■ The problem ■
Beginning with the first line below, please restate each line exactly, down to and including the line containing "The smallest in".

■ Collected data entries ■

Issue #62, opened 2015-03-09
Make rabbitmqctl operations support a timeout


michaelklishin:
The smallest in scope solution was submitted as #61 to be considered for `3.5.0`. The team has decided that it is not really an improvement over [timeout(1)](http://linux.die.net/man/1/timeout) (except for working on Windows, perhaps) and ideally the `list_*` commands should list unresponsive/unreachable
items (e.g. channels or queues).

[Mailing list thread](https://groups.google.com/forum/#!searchin/rabbitmq-users/hangs/rabbitmq-users/Ja0iyfF0Szw/MHm8RuqCaacJ).

michaelklishin:
Given ongoing community requests for this feature, we will prioritise this. #61 may be resurrected and included into `3.5.x`.

michaelklishin:
First improvements landed in #181, will be in `3.5.x`.

dumbbell:
We discussed this internaly some time ago, here are more details.

To go beyond what was committed in #181, we want to handle timeous in a finer grain way. Let's take `list_queues` as an example: if there are 10 queues, but one of them seems stuck, the current implementation will timeout globally and may display no information about the responsive queues.

An improved implementation would display information about responsive queues, and indicate a timeout for each stuck element.

videlalvaro:
Perhaps the "one second timeout" could be specified either per element or globally, the later being the default one

michaelklishin:
Yes, this is a good question whether we should have per-element timeouts. I don't think this is what our users would expect. "Global" timeouts are much more common in similar tools.

michaelklishin:
Also note that as far as ops engineers are concerned, it's the total timeout that they care about most.

dumbbell:
I'm not sure a per-element timeout is interesting. Furthermore it would add another option and complicate the UI.

videlalvaro:
I think it's fine as long as we output things as they happen. ie: we print as much stuff as we can during the specified timeout; if the timeout happens, then fine. Stop the whole thing

dumbbell:
It also depends if the output must be sorted or not. I admit I didn't verify if it is the case already for eg. `list_queues`. If we don't need to sort the output, I agree we should display everything as soon as we get the information.

Ayanda-D:
The output is sorted. See `rabbit_control_main:display_info_list`. Question is, do we keep it as is, and display output only after we've received all info and sorted it, or, remove the sorting and display things as they happen?

[...]

PR #181, opened 2015-06-09
Introduce a timeout flag to rabbitmqctl (for some commands)

michaelklishin:
Refeferences #62, same as #61 but against stable.

The goal is to introduce a way to specify a timeout in the next bug fix release, then add riskier changes, such as providing more context about what's timed out.

The default is still `infinity`. We can add more commands to the list of commands with timeouts, including for `3.5.x`.

### DIFF
--- a/src/rabbit_control_main.erl
+++ b/src/rabbit_control_main.erl
@@ -201,7 +201,11 @@ parse_timeout(infinity) ->
 parse_timeout(N) when is_list(N) ->
     try parse_number(N) of
         M ->
-            {ok, round(M) * 1000}
+            Y = case M >= 0 of
+                    true  -> round(M) * 1000;
+                    false -> ?RPC_TIMEOUT
+                end,
+            {ok, Y}
     catch error:badarg ->
         {error, infinity}
     end;
--- a/src/rabbit_control_main.erl
+++ b/src/rabbit_control_main.erl
@@ -21,11 +21,11 @@
 -export([start/0, stop/0, parse_arguments/2, action/5,
          sync_queue/1, cancel_sync_queue/1, become/1]).
 
--import(rabbit_cli, [rpc_call/4]).
+-import(rabbit_cli, [rpc_call/4, rpc_call/5]).
 
 -define(EXTERNAL_CHECK_INTERVAL, 1000).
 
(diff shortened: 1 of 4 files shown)


src/rabbit_control_main.erl
```diff
@@ -160,18 +174,48 @@ print_report0(Node, {Module, InfoFun, KeysFun}, VHostArg) ->
...
-        true  -> action(Command, Node, Args, Opts, Inform)
+        false ->
+            case ensure_app_running(Node) of
+                ok ->
+                    case lists:member(Command, ?COMMANDS_WITH_TIMEOUT) of
+                        true  ->
+                            {T, Suffix} =
+                                case Timeout of
+                                    infinity   -> {"infinity", ""};
+                                    "infinity" -> {"infinity", ""};
```
videlalvaro: why is there the `"infinity"` case?

src/rabbit_control_main.erl
```diff
@@ -160,18 +174,48 @@ print_report0(Node, {Module, InfoFun, KeysFun}, VHostArg) ->
...
-                     ok -> action(Command, Node, Args, Opts, Inform);
-                     E  -> E
-                 end;
-        true  -> action(Command, Node, Args, Opts, Inform)
+        false ->
+            case ensure_app_running(Node) of
+                ok ->
+                    case lists:member(Command, ?COMMANDS_WITH_TIMEOUT) of
+                        true  ->
+                            {T, Suffix} =
```
videlalvaro: Can you move the lines 201-210 to an `inform_timeout` function?

src/rabbit_control_main.erl
```diff
@@ -160,18 +182,67 @@ print_report0(Node, {Module, InfoFun, KeysFun}, VHostArg) ->
...
+                end,
+            {ok, Y}
+    catch error:badarg ->
+        {error, infinity}
+    end;
+parse_timeout(N) ->
+    {ok, N}.
+
+format_timeout(N) when is_number(N) ->
+    float_to_list(N / 1000, [{decimals, 0}]).
```
michaelklishin: `erlang:float_to_list/2` is not available in older Erlang/OTP releases, will get rid of it and re-submit.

■ Written answer ■
Issue #62, opened 2015-03-09
Make rabbitmqctl operations support a timeout


michaelklishin:
The smallest in scope solution was submitted as #61 to be considered for `3.5.0`. The team has decided that it is not really an improvement over [timeout(1)](http://linux.die.net/man/1/timeout) (except for working on Windows, perhaps) and ideally the `list_*` commands should list unresponsive/unreachable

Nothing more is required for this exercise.